Hi, I've tried setting up gentoo to authenticate to my existing ldap server, and I am not having any luck.  When I try to bind using sasl, I get the error "ldap not compiled with sasl support."  Since all my user passwords are stored in a krb5 database, ldap needs to be compiled with sasl in order to bind to the krb5 server.  Am I wrong about this?  I have been using pretty much the same setup for three years now, running on redhat boxes.
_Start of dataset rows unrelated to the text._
PR #554, opened 2022-08-04
remedy Module when RADIOLIB_BUILD_ARDUINO is not defined

majbthrd:
In its present form, it seems RadioLib cannot be compiled when RADIOLIB_BUILD_ARDUINO is not defined.

This is because the source code in the non-RADIOLIB_BUILD_ARDUINO variant of Module.cpp makes repeated use of functionality unique to when RADIOLIB_BUILD_ARDUINO is defined.

So, this is a proposed PR to remedy these issues when RADIOLIB_BUILD_ARDUINO is not defined.

One change in ./src/BuildOpt.h is to modify the RADIOLIB_GENERATE_CALLBACK_RET_FUNC and RADIOLIB_GENERATE_CALLBACK_SPI_RET_FUNC macros so that the default value is nullptr.  These values are only written by the RADIOLIB_BUILD_ARDUINO constructor, and the Module source code *presumes* that a nullptr check will work.  However, that check will only work if these values are initialized to nullptr to begin with.

In the present ./src/Module.cpp, the non-RADIOLIB_BUILD_ARDUINO variant makes use of "_initInterface", a value that only exists when RADIOLIB_BUILD_ARDUINO is defined.  It then presumes a callback value to be valid.  This PR places such code within an #ifdef  RADIOLIB_BUILD_ARDUINO.

In the present ./src/Module.cpp,  the non-RADIOLIB_BUILD_ARDUINO variant makes use of SPIbeginTransaction(), SPItransfer(uint8_t), and SPIendTransaction(), which are presently only defined when RADIOLIB_BUILD_ARDUINO defined.  The proposed solution is to make all three of these available regardless of RADIOLIB_BUILD_ARDUINO and defined as virtual functions to allow the user to overload these for the non-Arduino SPI implementation.

The final change is to allow RadioLib to be more easily integrated into projects.  In its present form, RadioLib requires modification of ./src/BuildOpt.h when RADIOLIB_BUILD_ARDUINO is not defined; the comments even direct users to do this.  However, this is not terribly practical when RadioLib is a git submodule of another project.  Moreover, every time the source code changes, the same modification must be re-applied.  So, to remedy, an #include "noarduino.h" was added to so that the user simply has to put such a file somewhere in the include path.  (They are, alas, still on the hook to update this noarduino.h file whenever yet another #define is added to ./src/BuildOpt.h, but the important difference is that the RadioLib submodule can remain untouched.)

### DIFF
--- a/src/BuildOpt.h
+++ b/src/BuildOpt.h
@@ -886,6 +886,7 @@
   #define RADIOLIB_PLATFORM                           "Generic"
 
   // platform properties may be defined here, or somewhere else in the build system
+  #include "noarduino.h"
 
 #endif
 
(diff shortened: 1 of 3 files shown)


jgromes:
Thanks for this - the whole idea behind RADIOLIB_BUILD_ARDUINO macro is to allow building RadioLib on non-Arduino platforms. However, I don't think anyone ever actually tried using it - I put the framework together in a few days, and there was never any sort of feedback.

All the changes look good, merged. Thanks for the contribution!

PR #561, opened 2022-08-24
Introduce the setRSSIThreshold method

obones:
For RF69 and SX127x families of chips

### DIFF
--- a/src/modules/RF69/RF69.cpp
+++ b/src/modules/RF69/RF69.cpp
@@ -872,11 +872,11 @@ float RF69::getRSSI() {
   return(-1.0 * (_mod->SPIgetRegValue(RADIOLIB_RF69_REG_RSSI_VALUE)/2.0));
 }
 
-int16_t RF69::setRSSIThreshold(float value) {
-  if (value < 127.5 || value > 0)
+int16_t RF69::setRSSIThreshold(float dbm) {
+  if (dbm < 127.5 || dbm > 0)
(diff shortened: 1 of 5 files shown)


src/modules/RF69/RF69.cpp
```diff
@@ -872,6 +872,13 @@ float RF69::getRSSI() {
   return(-1.0 * (_mod->SPIgetRegValue(RADIOLIB_RF69_REG_RSSI_VALUE)/2.0));
 }
 
+int16_t RF69::setRSSIThreshold(float dbm) {
+  if (dbm < 127.5 || dbm > 0)
+    return RADIOLIB_ERR_INVALID_RSSI_THRESHOLD;
```
jgromes, line 877: There's a mcro to do these sorts of checks: RADIOLIB_CHECK_RANGE(VAR, MIN, MAX, ERR), please use that instead. For example `RADIOLIB_CHECK_RANGE(dbm, -127.5, 0, RADIOLIB_ERR_INVALID_RSSI_THRESHOLD);`

Also the 127.5 should probably be negative.

jgromes:
Thank you, I left a comment.

src/modules/RF69/RF69.cpp
obones: I did not know about the `RADIOLIB_CHECK_RANGE` macro 
As to the negative value for 127.5, I will go hide in a dark corner for this bad copy/paste between my two repositories...

Anyway, the latest commit fixes both

PR #866, opened 2023-11-03
LoRaWAN OTAA example fix

nmaas87:
node.begin(); does not exist anymore, in OTAA speech, this should be node.restoreOTAA();. However, I am unsure what should be the correct way to fix the ABP example.


nmaas87:
Already handled by #867

PR #868, opened 2023-11-04
Fixed Persistent Storage Issue for RP2040 with Arduino Pico Framework

nmaas87:
RP2040 does not have an EEPROM but always reserves the last 4K chunk of the flash for a software EEPROM - given the Arduino Pico framework is in use. It is exactly handled as ESP32 "SoftEEPROMs", meaning it does copy the "flashEEPROM" to memory on .begin(); and does need to .commit(); to write it back. We saw in the past that a node could successfully get an OTAA on a RP2040, but could never re-join - due to the missing commit and wrong init - which is with that fixed. As the "SoftEEPROM" is always written at the end of the flash, it also survives an Arduino Sketch reflash if not wiped afterwards by node.wipe(); More info and documentation here: https://arduino-pico.readthedocs.io/en/latest/eeprom.html

### DIFF
--- a/src/ArduinoHal.cpp
+++ b/src/ArduinoHal.cpp
@@ -104,7 +104,7 @@ void inline ArduinoHal::spiEnd() {
 
 void ArduinoHal::readPersistentStorage(uint32_t addr, uint8_t* buff, size_t len) {
   #if !defined(RADIOLIB_EEPROM_UNSUPPORTED)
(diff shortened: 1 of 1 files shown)


jgromes:
Good job on figuring it out, and thank you very much for this contribution! Merging before the big LoRaWAN PR because this is pretty self-contained.

PR #883, opened 2023-11-27
Check for RADIOLIB_SPI_PARANOID = 1 rather than just defined

### LINKED ISSUE #882: RADIOLIB_SPI_PARANOID cannot be easily turned off downstream
It would be lovely if BuildOpt.h would define RADIOLIB_SPI_PARANOID=1, and then this macro was checked with a simple "#if RADIOLIB_SPI_PARANOID", to allow a downstream project to disable it with -DRADIOLIB_SPI_PARANOID=0.

jp-bennett:
Closes #882

### DIFF
--- a/src/BuildOpt.h
+++ b/src/BuildOpt.h
@@ -358,13 +358,13 @@
 #endif
 
 /*
- * Uncomment to enable "paranoid" SPI mode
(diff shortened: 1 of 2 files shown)


jgromes:
Thank you for pointing this out - you are right, this is indeed easier. In fact I will apply this also to all the other on/off BuildOpt macros as well.

PR #884, opened 2023-11-27
[LoRaWAN] Move TX power logic to function

StevenCellist:
Some applications might want to alter the Tx power, e.g. for testing LoRaWAN network coverage. Also, this moves the setOutputPower logic to one single function for better readability.

### DIFF
--- a/src/protocols/LoRaWAN/LoRaWAN.cpp
+++ b/src/protocols/LoRaWAN/LoRaWAN.cpp
@@ -698,6 +698,8 @@ int16_t LoRaWANNode::uplink(uint8_t* data, size_t len, uint8_t port, bool isConf
     this->isMACPayload = false;
   }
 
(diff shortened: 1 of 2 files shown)


jgromes:
Thanks, this looks good. Just one point, would it be possible to change the method name to `setOutputPower`? That's used for the transceivers as well.

StevenCellist:
Understandable, but within the LoRaWAN scheme it's specified as Tx Power and would prevent some mistakes between function calls.
But completely your call, it's not much of a difference. Let me know :)

jgromes:
Hmm, that's actually a good point - event the transmit/receive methods are called uplink and downlink, so let's keep the current name. Though in that case, `setTxPower` is missing from keywords (keep in mind the files uses true tabs, not spaces).

StevenCellist:
Ah, that was the problem.. got it and done

PR #885, opened 2023-11-27
[LoRaWAN] Add datarate into event structure

StevenCellist:
As ADR can change the configured datarate, and for some bands the uplink datarate can be different to the downlink datarate, I think it is useful to be able to retrieve this using the event structure.

Yeah I'm not much of a Git expert so I messed up something with the commits while synchronizing the forks - it's now mislabelled previous commits as part of this PR but actually it's just one.


jgromes:
> it's now mislabelled previous commits as part of this PR but actually it's just one.

Doesn't matter, since by default I squash merged commits into a single one anyways ;)

Merged, thanks!

PR #893, opened 2023-11-30
Maintain consistency across SX126x and SX128x with macro rename

S5NC:
See https://github.com/jgromes/RadioLib/commit/82258105b798bc3e2a57a3de42d8a44e370f16a1#r133872034


jgromes:
Looks good, thanks for the fix!

PR #900, opened 2023-12-09
[LoRaWAN] Expose downlink framecounters

StevenCellist:
.. something with power-users wanting to know the number of downlinks after a deepsleep/reboot when there's no downlink event available (yet) :)

(yeah I still didn't fix the old commits, will try to fix that at once)


jgromes:
Merged, thanks for the contribution!

> (yeah I still didn't fix the old commits, will try to fix that at once)

Sometimes it's easiest to just clone the repository fresh.

PR #914, opened 2023-12-29
[LoRaWAN] Fix ABP initialization, support MAC in payload

### LINKED ISSUE #912: LoRaWAN mode ABP not working
LoRaWAN's ABP mode doesn't work currently. This is under investigation and I plan to fix this in early January.
The required changes also ask for some (minor) restructuring which I hope should make the whole implementation more manageable & readable.

StevenCellist:
* ABP initialization was not working, but is now fixed and tested working.
* When there are more than 15 bytes of MAC payload, this was not handled as MAC payload but as application payload. Now, this is recognized by looking at the FPort and handled accordingly. This fix is very relevant for ABP devices, which cause a very fat downlink (of 43 MAC bytes in my case).

This fat downlink of 9 MAC commands causes a response of 18 MAC bytes which is currently not processed correctly (it should trigger a MAC-only uplink at FPort 0); currently, it just fills the available 15 bytes of FOpts, which causes a second downlink that will request the remaining MAC payload. I will work on a fix, but this is quite workable for now. 

**_Please make sure that you are in good reach of a gateway when you initialize an ABP device to prevent endless downlinks_**.

Fixes #912 and by extent #904

### DIFF
--- a/src/protocols/LoRaWAN/LoRaWAN.cpp
+++ b/src/protocols/LoRaWAN/LoRaWAN.cpp
@@ -1194,7 +1194,7 @@ int16_t LoRaWANNode::downlink(uint8_t* data, size_t* len, LoRaWANEvent_t* event)
   // process FOpts (if there are any)
   if(foptsLen > 0) {
     // there are some Fopts, decrypt them
-    uint8_t fopts[max(RADIOLIB_LORAWAN_FHDR_FOPTS_LEN_MASK, (int)foptsLen)];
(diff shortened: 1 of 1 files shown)


jgromes:
Thank you for the fix! I think everything is OK, just one thing: you are using `min()` and `max()` which may or may not exist (see https://github.com/jgromes/RadioLib/actions/runs/7357961464/job/20030435017?pr=914#step:6:1262). Instead use `RADIOLIB_MIN` and `RADIOLIB_MAX` macros which are platform-agnostic and don't depend on math.h

StevenCellist:
Ah, right, I forgot about those..

jgromes:
All good now and merged, thanks for the contribution!

PR #941, opened 2024-01-21
examples: NonArduino: Raspberry Pi Pico

cameron-goddard:
Add support for the Raspberry Pi Pico with the native [Pico SDK](https://github.com/raspberrypi/pico-sdk) instead of through the Arduino core.

This has been tested with a Pico and an SX1276 radio module.


examples/NonArduino/Pico/main.cpp
```diff
@@ -0,0 +1,102 @@
...
+// now we can create the radio module
+// NSS pin:  26
+// DIO0 pin:  14
+// RESET pin:  22
+// DIO1 pin:  15
+SX1276 radio = new Module(hal, RFM_NSS, RFM_DIO0, RFM_RST, RFM_DIO1);
+
+
+int main() {
+  stdio_init_all();
```
jgromes, line 58: It's probably not needed to call this here, as `stdio_init_all()` is called from `PicoHal::init()`, which is in turn called in `Module::init()` as the first step in `radio.begin()`

examples/NonArduino/Pico/main.cpp
```diff
@@ -0,0 +1,102 @@
...
+
+  gpio_init(RFM_NSS);
+  gpio_init(RFM_RST);
+
+  gpio_set_dir(RFM_NSS, GPIO_OUT);
+  gpio_set_dir(RFM_RST, GPIO_OUT);
```
jgromes, line 64: Pin direction configuration is handled by the library. However, if it requires a call to `gpio_init`, I would propose to move this call to `PicoHal::pinMode`.

examples/NonArduino/Pico/main.cpp
```diff
@@ -0,0 +1,102 @@
...
+
+  // reset the RF module
+
+  sleep_ms(10);
+  gpio_put(RFM_RST, 0);
+  sleep_ms(10);
+  gpio_put(RFM_RST, 1);
```
jgromes, line 71: Again, this is not needed, the module will be reset during `radio.begin()`.

Just trying to remove the redundant portions of code ;)

examples/NonArduino/Pico/PicoHal.h
```diff
@@ -0,0 +1,142 @@
...
+#include "hardware/spi.h"
+#include "hardware/timer.h"
+
+// create a new Raspberry Pi Pico hardware abstraction 
+// layer using the Pico SDK
+// the HAL must inherit from the base RadioLibHal class
+// and implement all of its virtual methods
+class PicoHal : public RadioLibHal {
+public:
+  PicoHal(spi_inst_t *spiChannel, uint32_t misoPin, uint32_t mosiPin, uint32_t sckPin, uint32_t spiSpeed = 500 * 1000)
```
jgromes, line 18: The default SPI speed is quite low (500 kHz vs 2 MHz in Arduino). Is there a specific reason for that? Asking because of #938.

jgromes (commented):
Thank you for the contribution! I left some comments (nothing major), though there is one point that should be addressed - CI. I can add it, but I need to know how to install the SDK. Do you have some pointers how to do that?

jgromes:
One more thing, it would be nice to have at least build.sh and clean.sh scripts.

PR #863, opened 2019-09-19
change ir attributes to a map

typhoonzero:
Fix the issue mentioned here: https://github.com/sql-machine-learning/sqlflow/pull/837#discussion_r325839271

PR #945, opened 2019-09-27
Add back attribute check in parser

tonyyang-svail:
Related: https://github.com/sql-machine-learning/sqlflow/pull/863/files#r329254257

### DIFF
--- a/pkg/sql/sql.y
+++ b/pkg/sql/sql.y
@@ -102,6 +102,9 @@
 
 	func attrsUnion(as1, as2 attrs) attrs {
 		for k, v := range as2 {
+			if _, ok := as1[k]; ok {
+				log.Panicf("attr %q already specified", as2)
+			}
 			as1[k] = v
 		}
 		return as1
--- a/pkg/sql/parser.go
+++ b/pkg/sql/parser.go
@@ -121,12 +121,15 @@ var parseResult *extendedSelect
 
 func attrsUnion(as1, as2 attrs) attrs {
 	for k, v := range as2 {
+		if _, ok := as1[k]; ok {
+			log.Panicf("attr %q already specified", as2)
+		}
 		as1[k] = v
 	}
 	return as1
 }
 
-//line sql.y:111
+//line sql.y:114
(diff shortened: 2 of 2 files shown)


pkg/sql/sql.y
```diff
@@ -102,6 +102,9 @@
 
 	func attrsUnion(as1, as2 attrs) attrs {
 		for k, v := range as2 {
+			if _, ok := as1[k]; ok {
+				log.Panicf("attr %q already specified", as2)
```
typhoonzero, line 106: See https://github.com/golang/go/wiki/CodeReviewComments#dont-panic, do not panic, maybe just log the error and overwrite the attribute?

tonyyang-svail: I prefer using panic. We need to return the error of duplicated attributes to the user. Logging the error only shows up on the SQLFlow server.

typhoonzero: Well, `panic` will cause the server process exit, which we do not prefer because the server is a long-running process, we can not assume that user always input valid SQL statements. When the server exits, we need to manually restart it or auto restart it by Kubernetes, even it's restarted by Kubernetes, it will cause:

- temporary service down-grade
- broke currently handling incoming requests in other goroutines
- give more load to the Kubernetes master

and this kind of error better to return to the client, so maybe just put this in `ir_generator.go`?

tonyyang-svail: > Well, panic will cause the server process exit, which we do not prefer because the server is a long-running process, we can not assume that user always input valid SQL statements. 

There is a `recover` function for the parsing. So the server will not exit.

https://github.com/sql-machine-learning/sqlflow/blob/1cc07f0e3d611adec889c59773236873ee04898b/pkg/sql/parser.go#L316-L324

> this kind of error better to return to the client, so maybe just put this in ir_generator.go

Is there a way other than panic that can get the duplication error?

typhoonzero: I see, approving.

typhoonzero (approved):

PR #964, opened 2019-10-08
ir generator with feature derivation

typhoonzero:
Update work for https://github.com/sql-machine-learning/sqlflow/issues/705


pkg/sql/codegen/intermediate_representation.go
```diff
@@ -40,17 +40,18 @@ const (
...
+	Shape      []int             `json:"shape"`      // e.g. [1], [1 2 3]
+	IsSparse   bool              `json:"is_sparse"`  // e.g. false
+	Vocabulary map[string]string `json:"vocabulary"` // use a map to generate a list without duplication
 }
 
 // FeatureColumn indicates the feature column to be applied on the field. Please refer to
 // sqlflow.org/sqlflow/pkg/sql/codegen/feature_column.go for detailed list of all feature columns.
 type FeatureColumn interface {
-	isFeatureColumn()
+	GetFieldMeta() *FieldMeta
```
tonyyang-svail: Hi @typhoonzero, thanks for this PR. I am afraid `GetFieldMeta() *FieldMeta` may not cover all the cases. For example, some feature columns, like `cross`, may have multiple `FieldMeta`s.

tonyyang-svail (changes requested):

pkg/sql/codegen/intermediate_representation.go
typhoonzero: Should it be like `GetFieldMeta() []*FieldMeta` ?

tonyyang-svail: Sounds good.

typhoonzero: Done

pkg/sql/codegen/feature_column.go
```diff
@@ -66,6 +91,15 @@ type EmbeddingColumn struct {
...
 	Initializer    string
+	// only used when EMBEDDING(col_name, ...) this will set CategoryColumn = nil
+	// will fill the feature column details using feature_derivation
+	Name string
 }
 
-func (EmbeddingColumn) isFeatureColumn() {}
+// GetFieldMeta returns FieldMeta member
+func (ec *EmbeddingColumn) GetFieldMeta() []*FieldMeta {
+	if ec.CategoryColumn == nil {
```
tonyyang-svail, line 101: `nil` point is likely to cause panic.

Instead of returning `nil`, why not
- return an empty slice? 
- return `[]*FieldMeta, error`

pkg/sql/codegen/intermediate_representation.go
```diff
@@ -40,17 +40,18 @@ const (
...
-	DType     FieldType `json:"dtype"`     // e.g. "float", "int32"
-	Delimiter string    `json:"delimiter"` // e.g. ","
-	Shape     []int     `json:"shape"`     // e.g. [1], [1 2 3]
-	IsSparse  bool      `json:"is_sparse"` // e.g. false
+	Name       string            `json:"name"`       // e.g. "spetal_length"
+	DType      FieldType         `json:"dtype"`      // e.g. "float", "int32"
+	Delimiter  string            `json:"delimiter"`  // e.g. ","
+	Shape      []int             `json:"shape"`      // e.g. [1], [1 2 3]
+	IsSparse   bool              `json:"is_sparse"`  // e.g. false
+	Vocabulary map[string]string `json:"vocabulary"` // use a map to generate a list without duplication
```
tonyyang-svail, line 48: Maybe add a comment explaining what is a `Vocabulary`?

tonyyang-svail (approved):
Generally LGTM. Left a few comments for possible improvements.

pkg/sql/codegen/feature_column.go
typhoonzero: Thanks, I was considering exactly the same thing, will do in next PR.

pkg/sql/codegen/intermediate_representation.go
typhoonzero: Will do in the next PR.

Also, I can't log in remotely via ssh (as anyone but root) or ftp (at all).  I adjusted the pam settings (system-auth) as recommended in the ldap authentication guide, no luck.  I adjusted the pam settings again to match my redhat boxes, now I can't log in even as root locally.  So I know it is doing something, just not what I want.

I compiled ldap with kerberos support; when using simple bind, ssl. or tls, gssapi came back as an SASL mechanism.  I can run ldapadd and kadmin, so it is connecting, just no luck with the user authentication.  My make.conf has ldap,kerberos,sasl,ssl, and pam in the use statement.

Since I can't log in, I can't retrieve any log entries, but they were fairly generic "user not found" errors.  I am reloading the machine.  My main goal is to replace my redhat cyrus-imap/postfix server.  I store all passwords (redirected to krb5), aliases, horde stuff, etc in ldap.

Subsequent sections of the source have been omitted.